▶ _RECORDS SHOWN_:
PR #3290, opened 2026-07-28
fix(advanced-search): translate list-value and resource-class chips (DEV-6857)

domsteinbach:
## Summary
- **List-value and resource-class chips now retranslate on language switch** — previously they were stuck showing either a language-frozen label ("Berufs-/Meisterprüfung" no matter which UI language was active) or the raw IRI ("Education Type equals http://rdfh.ch/lists…"). Both surfaces are fixed with one aligned change.
- The URL no longer persists a `valueLabel` for list values or resource-class `Matches` — those labels live in data the search page already fetches (list tree / ontology). Link-value chips still persist `valueLabel` because their labels have no multi-language source we already have on hand.
- On URL rehydration, node-shaped operands (list nodes, resource classes, linked resources) now decode as `IriLabelPair` — even without a `valueLabel` — so the model routes them to `NodeValue`, and the chip pipe resolves the current-language label from live data at render time.

## Why
Fixes [DEV-6857](https://linear.app/dasch/issue/DEV-6857/advanced-search-translate-selected-list-items-acc-to-chosen-language). The redesign in #3236 introduced a URL-as-source-of-truth model for the advanced-search state. On the wire the URL only carries one language of each label, and the rehydration path assigned bare-string operands to `selectedObjectValue`, which the setter routed to `StringValue` — the chip pipe then rendered the string verbatim (the IRI). This restores the translation behaviour promised by DEV-6645 for the new chip design.

## What changed
- `build-statements.ts` — new `_hasNodeShapedObject(fp, predicate)` dispatcher mirrors the model's `objectType` branching and produces an `IriLabelPair` operand for list values / resource-class Matches / link values. Plain literals still stay as strings.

▶ _EXERCISE INSTRUCTIONS_:
Write out, from the lines above, only those from the line with "- The URL no" to the line with "## What changed", exactly as given, including the first and the last.

▶ _YOUR RESPONSE_:
- The URL no longer persists a `valueLabel` for list values or resource-class `Matches` — those labels live in data the search page already fetches (list tree / ontology). Link-value chips still persist `valueLabel` because their labels have no multi-language source we already have on hand.
- On URL rehydration, node-shaped operands (list nodes, resource classes, linked resources) now decode as `IriLabelPair` — even without a `valueLabel` — so the model routes them to `NodeValue`, and the chip pipe resolves the current-language label from live data at render time.

## Why
Fixes [DEV-6857](https://linear.app/dasch/issue/DEV-6857/advanced-search-translate-selected-list-items-acc-to-chosen-language). The redesign in #3236 introduced a URL-as-source-of-truth model for the advanced-search state. On the wire the URL only carries one language of each label, and the rehydration path assigned bare-string operands to `selectedObjectValue`, which the setter routed to `StringValue` — the chip pipe then rendered the string verbatim (the IRI). This restores the translation behaviour promised by DEV-6645 for the new chip design.

## What changed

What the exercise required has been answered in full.